Optimization of energy management in hybrid SOFC-based DC microgrid considering high efficiency and operating safety when external load power goes up

Abstract

The hybrid energy direct-current (DC) microgrid shows a comparative advantage in fast load tracing to remedy the defects of slow power transients of the solid oxide fuel cell (SOFC). However, the existing methods are mainly carried out for system efficiency and operational safety from the view of only one key point; thus, there is no mature thermoelectric analysis for thermal safety, fuel exhaustion, and efficiency optimization. In this study, an optimization strategy for energy management in the hybrid SOFC-based DC microgrid is proposed, which considers fuel starvation, high efficiency, and thermal safety when the external load power goes up.

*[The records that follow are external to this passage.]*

PR #2573, opened 2020-04-22
 Closes #2443 CPCSS for specific pages: UI & metabox (4/6)

Tabrisrp:
Closes #2443

Brings the UI changes to perform the generation/regeneration/deletion of the specific CPCSS for the current post in the metabox.

PR #2609, opened 2020-05-04
Closes #2444 - CPCSS AJAX handlers Part 5

### LINKED ISSUE #2444: CPCSS for specific pages: AJAX handlers (5/6)
Sub-Card for epic #2377.

This card is for tasks related to the AJAX handlers on  the `edit.php` screen to send the requests and receive the responses + display the success/error messages.

### Tasks
- [x] Enqueue new JS file on the `edit.php` screen. Needs to be compatible with both the classic editor and the block editor
#### Generation
- [x] Send POST request to REST API endpoint, with the ID of the page and the post type as a parameter + nonce
- [x] Receive JSON-formatted response from the endpoint `{success:true|false,message:"response"}`
- [x] Display success/error message depending on the response
#### Deletion
- [x] Send DELETE request to REST API endpoint, with the ID of the page and the post type as a parameter + nonce
- [x] Receive JSON-formatted response from the endpoint `{success:true|false,message:"response"}`
- [x] Display success/error message depending on the response

crystinutzaa:
Sub-Card for epic #2377.

This card is for tasks related to the AJAX handlers on  the `edit.php` screen to send the requests and receive the responses + display the success/error messages.

### Tasks
- [x] Enqueue new JS file on the `edit.php` screen. Needs to be compatible with both the classic editor and the block editor
#### Generation
- [x] Send POST request to REST API endpoint, with the ID of the page and the post type as a parameter + nonce
- [x] Receive JSON-formatted response from the endpoint `{success:true|false,message:"response"}`
- [x] Display success/error message depending on the response
#### Deletion
- [x] Send DELETE request to REST API endpoint, with the ID of the page and the post type as a parameter + nonce
- [x] Receive JSON-formatted response from the endpoint `{success:true|false,message:"response"}`
- [x] Display success/error message depending on the response

TO DO
- [x] Fix current Unit Tests
- [x] Fix current IntegrationTests
- [x] Write new Unit Tests for WP_Rocket\Engine\CriticalPath\AdminSubscriber::enqueue_admin_edit_script()
- [x] Write new IntegrationTests for WP_Rocket\Engine\CriticalPath\AdminSubscriber::enqueue_admin_edit_script()


assets/js/wpr-cpcss.js
```diff
@@ -0,0 +1,104 @@
+var $ = jQuery;
```
Tabrisrp, line 1: What's our take on using jQuery or not? Should we avoid it since it's an "of-the-past" framework? What happens if someone decides to unload it from the admin?

@hellofromtonya @crystinutzaa

hellofromtonya: We should eliminate the use of jQuery and standardize on vanilla JS or React.

crystinutzaa: Ok. So vanilla JS sounds good at this point?
I will convert the code today and get rid of all jQuery.

crystinutzaa: This is done. No more jQuery only Vanilla JS.

views/metabox/cpcss/container.php
```diff
@@ -16,15 +16,20 @@
...
+			<p><?php echo esc_html( $data['disabled_description'] ); ?></p>
+		<?php endif; ?>
 	</div>
 </div>
-<?php endif; ?>
+<script>
+	var cpcss_rest_url       = '<?php echo esc_url( $data['cpcss_rest_url'] ); ?>';
+	var cpcss_rest_nonce     = '<?php echo esc_html( $data['cpcss_rest_nonce'] ); ?>';
+	var cpcss_generate_btn   = '<?php esc_html_e( 'Generate Specific CPCSS', 'rocket' ); ?>';
+	var cpcss_regenerate_btn = '<?php esc_html_e( 'Regenerate specific CPCSS', 'rocket' ); ?>';
```
Screenfeed, line 34: If these contain a `'` character, we're screwed.
```suggestion
	var cpcss_rest_url       = '<?php echo esc_js( $data['cpcss_rest_url'] ); ?>';
	var cpcss_rest_nonce     = '<?php echo esc_js( $data['cpcss_rest_nonce'] ); ?>';
	var cpcss_generate_btn   = '<?php echo esc_js( __( 'Generate Specific CPCSS', 'rocket' ) ); ?>';
	var cpcss_regenerate_btn = '<?php echo esc_js( __( 'Regenerate specific CPCSS', 'rocket' ) ); ?>';
```

views/metabox/cpcss/generate.php
```diff
@@ -15,7 +15,7 @@
 defined( 'ABSPATH' ) || exit;
 
 ?>
-<p>
+<p class="cpcss_generate <?php echo ( $data['cpcss_exists'] ? 'hidden' : '' ); ?>">
```
Screenfeed, line 18:
```suggestion
<p class="cpcss_generate <?php echo ! empty( $data['cpcss_exists'] ) ? 'hidden' : ''; ?>">
```

views/metabox/cpcss/generate.php
```diff
@@ -25,8 +25,32 @@
 		);
 	?>
 </p>
-<div class="components-panel__row">
+<p class="cpcss_regenerate <?php echo ( ! $data['cpcss_exists'] ? 'hidden' : '' ); ?>">
```
Screenfeed, line 28:
```suggestion
<p class="cpcss_regenerate <?php echo empty( $data['cpcss_exists'] ) ? 'hidden' : ''; ?>">
```

views/metabox/cpcss/generate.php
```diff
@@ -25,8 +25,32 @@
...
+			if ( $data['cpcss_exists'] ) {
+				esc_html_e( 'Regenerate specific CPCSS', 'rocket' );
+			} else {
+				esc_html_e( 'Generate Specific CPCSS', 'rocket' );
+			}
+			?>
+		</span>
+	</button>
+</div>
+<div class="components-panel__row cpcss_regenerate <?php echo ( ! $data['cpcss_exists'] ? 'hidden' : '' ); ?>">
```
Screenfeed, line 52:
```suggestion
<div class="components-panel__row cpcss_regenerate <?php echo empty( $data['cpcss_exists'] ) ? 'hidden' : ''; ?>">
```

assets/js/wpr-cpcss.js
```diff
@@ -0,0 +1,112 @@
...
+		}
+
+		const cpcss_response = JSON.parse( this.responseText );
+		if ( cpcss_response.data.status !== 200 ) {
+			stopCPCSSGeneration( spinner );
+			cpcssNotice( cpcss_response.message, 'error' );
+			return;
+		}
+
+		if ( cpcss_response.data.status === 200 && cpcss_response.code !== 'cpcss_generation_pending' ) {
```
Screenfeed, line 36:
```suggestion
		if ( 200 === cpcss_response.data.status && 'cpcss_generation_pending' !== cpcss_response.code ) {
```

assets/js/wpr-cpcss.js
```diff
@@ -0,0 +1,112 @@
...
+	spinner.style.visibility = 'visible';
+
+	const xhttp              = new XMLHttpRequest();
+	xhttp.onreadystatechange = () => {
+		if ( this.readyState !== 4 || this.status !== 200 ) {
+			return;
+		}
+
+		const cpcss_response = JSON.parse( this.responseText );
+		if ( cpcss_response.data.status !== 200 ) {
```
Screenfeed, line 30:
```suggestion
		if ( 200 !== cpcss_response.data.status ) {
```

assets/js/wpr-cpcss.js
```diff
@@ -0,0 +1,112 @@
...
+}
+
+const deleteCPCSS = () => {
+	const xhttp              = new XMLHttpRequest();
+	xhttp.onreadystatechange = () => {
+		if ( this.readyState !== 4 | this.status !== 200 ) {
+			return;
+		}
+		const cpcss_response = JSON.parse( this.responseText );
+		if ( cpcss_response.data.status !== 200 ) {
```
Screenfeed, line 80:
```suggestion
		if ( 200 !== cpcss_response.data.status ) {
```

hellofromtonya:
@crystinutzaa I update the JS to ES6. Can you check that it still works the way? Also fix the conflicting files too. Thx

Screenfeed (changes requested):
Note:
We're displaying the API message directly (`cpcssNotice( cpcss_response.message, 'error' );` for example). At some point we will want the API to return a code (it may be already the case, I don't know), and use this code to select a corresponding local message. We can still have a message in English returned, that could be used as fallback (in case we add new messages to the API but the plugin is not updated with them yet).

Two reasons:
- Translatable: the message from the API is not, as far as I know.
- We don't display contents from outside (security reason).

Note inside the note (noteception):
We don't want the API to return a message that is already translated (by previously sending it a language code for example), because if some day we need to store this message in the database, it will then be displayed in this language to all users, which may use another language.

assets/js/wpr-cpcss.js
```diff
@@ -0,0 +1,116 @@
...
+var rocketCPCSSReGenerate   = document.querySelectorAll( '.cpcss_regenerate' );
+
+rocketDeleteCPCSSbtn.addEventListener( 'click', function( e ) {
+	e.preventDefault();
+	deleteCPCSS();
+});
+
+rocketGenerateCPCSSbtn.addEventListener( 'click', function( e ) {
+	e.preventDefault();
+	checkCPCSSGeneration();
```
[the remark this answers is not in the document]
crystinutzaa: I added it for Generate / Regenerate & Delete button. 
If is disabled, then the button is not clickable so it does not need to check this attribute.
Thanks for spotting this one 👍

inc/Engine/CriticalPath/RESTGenerate.php
```diff
@@ -0,0 +1,392 @@
...
+				// translators: %s = post URL.
+				sprintf( __( 'Critical CSS for %s in progress.', 'rocket' ), $post_url ),
+				200
+			);
+		}
+
+		if ( isset( $job_data->data->state, $job_data->data->critical_path ) && 'complete' === $job_data->data->state ) {
+			return $this->on_job_success( $post_id, $post_url, $post_type, $job_data->data->critical_path );
+		}
+	}
```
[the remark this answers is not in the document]
crystinutzaa: I assume that CPCSS API always have a `data->state` returned. Otherwise will return a `400 or 404` error. But we can return a generic error as a fallback.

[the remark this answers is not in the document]
hellofromtonya: Let's validate that assumption @crystinutzaa.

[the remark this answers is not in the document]
crystinutzaa: @hellofromtonya I think this Wiki will be enough:
https://github.com/wp-media/criticalpath-css-generator/wiki/API

views/metabox/cpcss/generate.php
```diff
@@ -15,7 +15,7 @@
 defined( 'ABSPATH' ) || exit;
```
Tabrisrp, line 16: We're checking `empty( $data['cpcss_exists'] )` multiple times in the file, let's do it once at the start of the file, then use that result after

remyperona (changes requested):

inc/Engine/CriticalPath/RESTGenerate.php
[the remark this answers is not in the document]
hellofromtonya: Agreed.

inc/Engine/CriticalPath/AdminSubscriber.php
```diff
@@ -65,8 +86,12 @@ public static function get_subscribed_events() {
 	 * @return void
 	 */
 	public function cpcss_section() {
+		global $post, $pagenow;
+
```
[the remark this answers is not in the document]
crystinutzaa: Do we need a variable? It is used only in a single place?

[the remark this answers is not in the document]
Tabrisrp: It's really for readability of the line below, I found it hard to understand with everything mixed in.

I also inverted the check, as testing for positive is easier to read than testing for negative.

views/metabox/cpcss/generate.php
```diff
@@ -25,8 +26,32 @@
...
+		);
+	?>
+</p>
+<div class="components-panel__row cpcss_generate cpcss_regenerate">
 	<button id="rocket-generate-post-cpss" class="button components-button is-secondary" <?php disabled( $data['disabled'] ); ?>>
-		<?php esc_html_e( 'Generate Specific CPCSS', 'rocket' ); ?>
+		<span class="spinner"></span>
+		<span class="rocket-generate-post-cpss-btn-txt">
+			<?php
+			if ( ! empty( $data['cpcss_exists'] ) ) {
```
Tabrisrp, line 44:
```suggestion
			if ( ! $rocket_cpcss_exists ) {
```

remyperona (changes requested):

views/metabox/cpcss/generate.php
crystinutzaa: Thank you! Missed it totally

inc/Engine/CriticalPath/RESTGenerate.php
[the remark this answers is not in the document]
Screenfeed: In that case, it can be simplified:
```php
	protected function check_cpcss_job_status( $cpcss_job_id, $post_id, $post_url, $post_type ) {
		$job_data = $this->get_critical_path( $cpcss_job_id );

		if ( in_array( (int) $job_data->status, [ 400, 404 ], true ) ) {
			return $this->on_job_error( $post_id, $post_url, $job_data );
		}

		if ( 'complete' !== $job_data->data->state ) {
			return $this->return_array_response(
				true,
				'cpcss_generation_pending',
				// translators: %s = post URL.
				sprintf( __( 'Critical CSS for %s in progress.', 'rocket' ), $post_url ),
				200
			);
		}

		return $this->on_job_success( $post_id, $post_url, $post_type, $job_data->data->critical_path );
	}
```

assets/js/wpr-cpcss.js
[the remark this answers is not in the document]
Screenfeed: Right, I didn't even know that disabled buttons don't trigger events attached to them. Now I know, thanks ^^'

inc/Engine/CriticalPath/RESTGenerate.php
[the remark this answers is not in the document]
crystinutzaa: Thank you 🙏

hellofromtonya (changes requested):

hellofromtonya (approved):

Screenfeed (approved):

remyperona (approved):

hellofromtonya:

arunbasillal (changes requested):
QA:

- There was a blank notice under the button in the new editor - https://youtu.be/Gc90gADSqbc?t=38 (@crystinutzaa please note)
- There is also an extra space to the right of the wording (where the spinner comes in later) - https://jmp.sh/e1DTAUY (Can this be removed?)
- Regenerate button has the extra space too - https://jmp.sh/UGUUdzc
- Regenerate and Revert buttons have different styling. Can these be the same please? - https://jmp.sh/UGUUdzc (Classic) https://jmp.sh/PLFA3I6 (New Editor). (It used to look like this https://jmp.sh/KoPONLM (Classic) https://jmp.sh/rvLl3Cp (New))

- Error message worked correctly on Local 👍 
- No blank notice in the classic editor - https://jmp.sh/wp66hC3 👍 
- On Clicking the `Revert` button, the specific CPCSS was deleted correctly. UI changed to https://jmp.sh/kgN0QKD (New) - https://jmp.sh/mCIiYC1 (Classic) 👍 

For reference, the approved UI is available here: https://github.com/wp-media/wp-rocket/pull/2573#pullrequestreview-405787464

crystinutzaa:
@hellofromtonya & @Tabrisrp please review the latest changes applied for UI issues reported by @arunbasillal 
https://github.com/wp-media/wp-rocket/pull/2609/commits/0f85eb438e22cf6e485c1384a35d1ded9da6ada4 & https://github.com/wp-media/wp-rocket/pull/2609/commits/f822c7dabac43e09cb0be39a62e6be6340d2c6c7


@arunbasillal  all issues are fixed now. Please retry.

hellofromtonya (approved):

views/metabox/cpcss/generate.php
```diff
@@ -38,7 +38,7 @@
 </p>
 <div class="components-panel__row cpcss_generate cpcss_regenerate">
 	<button id="rocket-generate-post-cpss" class="button components-button is-secondary" <?php disabled( $data['disabled'] ); ?>>
-		<span class="spinner"></span>
+		<span style="display: none;" class="spinner"></span>
```
Tabrisrp, line 41: why not use the `hidden` class and remove it when needed, instead of an inline style?

remyperona (changes requested):

views/metabox/cpcss/generate.php
crystinutzaa: If I will use the `hidden` class, then I will have to modify also the CSS file. This is because:
`.spinner` has the following rules:
```
display: inline-block;
visibility: hidden;
```
And it will take priority over `hidden` class rules. So I will have to add a new CSS rule which will take priority with display: none;. 

In the HTML files are we allowed to use inline CSS code? I am sure that is preffered not to use any CSS code inside the `template` files, however for this case what is the direction?

arunbasillal:
@crystinutzaa The UI looks okay and works perfectly on my Local 👍 

On Mega, I had trouble deleting the Specific CPCSS. Please check this post - http://mega.wp-rocket.me/wp-admin/post.php?post=9336&action=edit
i

crystinutzaa:
@arunbasillal it seems that something is blocking the access to the REST API endpoint.
Was the generation successfull and only the deletion failed?

arunbasillal:
@crystinutzaa The generation was successful and only the deletion failed. I have installed this branch on the mega site, please take a look directly - http://mega.wp-rocket.me/wp-admin/post.php?post=9336&action=edit 

You can replicate this on any post as well.

crystinutzaa:
@arunbasillal It seems that the method DELETE may be blocked by third party security applications.
On mega I assume this plugin: ManageWP - Worker is blocking our call.

To test it, I switched from DELETE to GET and it worked just fine.

@hellofromtonya @Tabrisrp  what should be the approach in this case? I would go on changing from DELETE to GET / POST with a delete param, so that we can bypass any security plugin which may be blocking all DELETE call.

Tabrisrp:
the `DELETE` method for HTTP calls is a legitimate method, and the recommended one for any action to delete things when using an HTTP API like the REST API.

The notice on error can display the reason, and our documentation explain what to do in that case.

Should we compromise the logic and semantic to workaround plugins that are blocking valid requests?

crystinutzaa:
@Tabrisrp really good point. This is my question too. 
However let's think about the end customer and how support may be impacted if the customers do not read the documentation. 
@hellofromtonya , @arunbasillal , @GeekPress ?

arunbasillal:
I believe this is the source of the issue: 

image

My vote is towards bypassing this in WP Rocket code rather than expecting users to fix it. Unless of course it causes bigger problems in the future.

Tabrisrp:
This plugin (bulletproof security) is going to also block requests from the core WP REST API with this code in the `.htaccess` 😕

I understand why they block the others, but this one doesn't make sense.

If we really want to change the method, maybe we can use the `PATCH` method instead? It's not ideal, but it's the closest one to `DELETE`.

I'm kind of worried of our take of "let's fix this in WP Rocket" all the time when there is a 3rd party issue though. We do this again and again, and it gets our codebase bigger and more complex as time go by.

GeekPress:
I'm agree with @Tabrisrp, let's go with the default behavior. If BPS is blocking the core WP REST API, it a choice from the user to block this. And then, to also block our CPCSS to properly work. We will indicate into our documentation the conflict which could happen with BPS and how they could fix it (maybe turn off an option into BPS).

GeekPress:
@crystinutzaa @hellofromtonya  You can consider the QA done. We've just validate that with @arunbasillal .

remyperona (approved):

First, the architectures of the hybrid SOFC-based DC microgrid system including the SOFC, lithium battery, and supercapacitor are established, and then its stable operating requirements are analyzed and discussed in detail. Moreover, this study focuses on the design of the development procedure of energy management for the hybrid SOFC-based DC microgrid system, so that the fast power transients the controller considering fuel starvation and thermal safety are comprehensively designed and discussed and can develop high-efficiency monitoring and optimization of energy management. Finally, the relative optimal regulator based on the optimal operation points and the voltage and current regulator based on the DC demanded voltage in the energy management are proposed and can obtain maximum efficiency and thermal safe operating when the SOFC system reaches the steady state. The experimental results are shown to prove that the proposed optimization of energy management has time response superiority, high output efficiency, and favorable thermal response.